───── Excerpted data ─────

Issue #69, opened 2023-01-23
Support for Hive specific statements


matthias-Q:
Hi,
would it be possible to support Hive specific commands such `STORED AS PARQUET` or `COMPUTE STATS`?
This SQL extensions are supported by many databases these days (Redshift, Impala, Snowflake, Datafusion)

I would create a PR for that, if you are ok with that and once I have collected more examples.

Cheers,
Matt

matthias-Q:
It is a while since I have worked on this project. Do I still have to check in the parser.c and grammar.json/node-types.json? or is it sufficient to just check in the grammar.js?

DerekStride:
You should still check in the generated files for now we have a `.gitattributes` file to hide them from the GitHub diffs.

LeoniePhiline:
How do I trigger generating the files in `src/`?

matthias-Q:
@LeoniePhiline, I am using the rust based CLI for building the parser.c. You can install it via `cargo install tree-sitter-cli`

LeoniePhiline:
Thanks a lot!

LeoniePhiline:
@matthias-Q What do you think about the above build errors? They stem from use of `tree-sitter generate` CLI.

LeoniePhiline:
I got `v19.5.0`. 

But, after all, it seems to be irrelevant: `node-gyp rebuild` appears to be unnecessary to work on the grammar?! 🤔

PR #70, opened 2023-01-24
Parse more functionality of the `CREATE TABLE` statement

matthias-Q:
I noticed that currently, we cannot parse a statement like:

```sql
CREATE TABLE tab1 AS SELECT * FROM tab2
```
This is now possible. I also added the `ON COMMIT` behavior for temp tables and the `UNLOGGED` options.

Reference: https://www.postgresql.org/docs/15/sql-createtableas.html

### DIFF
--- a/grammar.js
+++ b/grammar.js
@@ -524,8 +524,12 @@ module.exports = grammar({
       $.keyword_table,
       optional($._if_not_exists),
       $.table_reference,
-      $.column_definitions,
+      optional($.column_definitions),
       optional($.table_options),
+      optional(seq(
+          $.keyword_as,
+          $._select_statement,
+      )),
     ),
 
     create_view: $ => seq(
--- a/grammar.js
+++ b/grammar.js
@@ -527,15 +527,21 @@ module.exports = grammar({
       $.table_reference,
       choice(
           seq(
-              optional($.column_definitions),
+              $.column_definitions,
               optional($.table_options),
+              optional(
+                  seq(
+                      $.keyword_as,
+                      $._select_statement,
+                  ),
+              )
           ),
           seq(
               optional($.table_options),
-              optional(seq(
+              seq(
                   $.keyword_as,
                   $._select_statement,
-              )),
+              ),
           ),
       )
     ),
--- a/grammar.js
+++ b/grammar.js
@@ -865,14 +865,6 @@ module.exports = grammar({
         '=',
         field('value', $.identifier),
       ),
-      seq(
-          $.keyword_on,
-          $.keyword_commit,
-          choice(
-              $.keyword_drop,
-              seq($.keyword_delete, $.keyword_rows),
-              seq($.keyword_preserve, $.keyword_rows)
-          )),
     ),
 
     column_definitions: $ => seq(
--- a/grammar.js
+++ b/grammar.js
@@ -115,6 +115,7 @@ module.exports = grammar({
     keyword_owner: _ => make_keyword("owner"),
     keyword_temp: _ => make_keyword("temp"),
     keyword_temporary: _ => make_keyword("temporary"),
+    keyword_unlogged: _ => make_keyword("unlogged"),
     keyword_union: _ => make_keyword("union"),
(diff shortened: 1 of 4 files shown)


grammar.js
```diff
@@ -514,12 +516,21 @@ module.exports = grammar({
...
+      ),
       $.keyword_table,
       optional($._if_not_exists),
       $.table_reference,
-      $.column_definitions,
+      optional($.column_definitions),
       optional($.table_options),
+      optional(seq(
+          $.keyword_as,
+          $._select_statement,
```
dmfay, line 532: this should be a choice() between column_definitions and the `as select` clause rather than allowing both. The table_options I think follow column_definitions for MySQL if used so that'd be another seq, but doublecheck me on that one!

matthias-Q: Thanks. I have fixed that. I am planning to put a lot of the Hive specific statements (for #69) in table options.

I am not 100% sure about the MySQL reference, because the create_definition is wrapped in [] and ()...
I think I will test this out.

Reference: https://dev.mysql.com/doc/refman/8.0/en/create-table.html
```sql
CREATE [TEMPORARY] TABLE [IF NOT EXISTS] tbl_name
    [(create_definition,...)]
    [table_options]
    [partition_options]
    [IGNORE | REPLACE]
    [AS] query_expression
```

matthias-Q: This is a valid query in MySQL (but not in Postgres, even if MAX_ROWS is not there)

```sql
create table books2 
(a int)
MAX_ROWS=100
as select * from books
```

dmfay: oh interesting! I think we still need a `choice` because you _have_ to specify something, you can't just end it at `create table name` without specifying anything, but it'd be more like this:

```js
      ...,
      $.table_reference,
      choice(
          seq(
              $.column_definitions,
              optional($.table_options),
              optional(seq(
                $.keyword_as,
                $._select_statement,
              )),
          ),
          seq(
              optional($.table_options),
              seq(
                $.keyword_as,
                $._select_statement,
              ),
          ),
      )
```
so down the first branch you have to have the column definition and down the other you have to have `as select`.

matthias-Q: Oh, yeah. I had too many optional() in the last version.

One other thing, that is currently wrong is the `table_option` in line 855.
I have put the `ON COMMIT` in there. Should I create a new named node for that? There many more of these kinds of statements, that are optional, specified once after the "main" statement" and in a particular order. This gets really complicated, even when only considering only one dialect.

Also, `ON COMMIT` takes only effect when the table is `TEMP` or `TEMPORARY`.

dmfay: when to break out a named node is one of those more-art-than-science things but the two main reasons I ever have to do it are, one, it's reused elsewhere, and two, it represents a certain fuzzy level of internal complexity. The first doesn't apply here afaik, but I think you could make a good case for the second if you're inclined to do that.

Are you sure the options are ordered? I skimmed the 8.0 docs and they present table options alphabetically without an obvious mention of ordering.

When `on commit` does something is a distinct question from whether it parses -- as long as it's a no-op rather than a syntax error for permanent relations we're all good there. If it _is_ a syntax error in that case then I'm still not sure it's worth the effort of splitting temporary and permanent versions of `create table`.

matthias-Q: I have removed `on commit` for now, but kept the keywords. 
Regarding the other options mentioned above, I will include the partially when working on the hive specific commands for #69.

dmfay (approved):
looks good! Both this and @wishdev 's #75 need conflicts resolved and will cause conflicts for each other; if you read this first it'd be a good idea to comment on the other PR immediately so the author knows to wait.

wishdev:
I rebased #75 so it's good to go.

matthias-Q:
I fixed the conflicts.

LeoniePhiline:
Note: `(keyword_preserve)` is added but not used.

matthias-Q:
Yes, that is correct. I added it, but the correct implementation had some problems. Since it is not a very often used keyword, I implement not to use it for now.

─────

### Task instructions
In the entries above, find each line that has the word "node". Copy it.

### Written answer
It is a while since I have worked on this project. Do I still have to check in the parser.c and grammar.json/node-types.json? or is it sufficient to just check in the grammar.js?
But, after all, it seems to be irrelevant: `node-gyp rebuild` appears to be unnecessary to work on the grammar?! 🤔
I have put the `ON COMMIT` in there. Should I create a new named node for that? There many more of these kinds of statements, that are optional, specified once after the "main" statement" and in a particular order. This gets really complicated, even when only considering only one dialect.
dmfay: when to break out a named node is one of those more-art-than-science things but the two main reasons I ever have to do it are, one, it's reused elsewhere, and two, it represents a certain fuzzy level of internal complexity. The first doesn't apply here afaik, but I think you could make a good case for the second if you're inclined to do that.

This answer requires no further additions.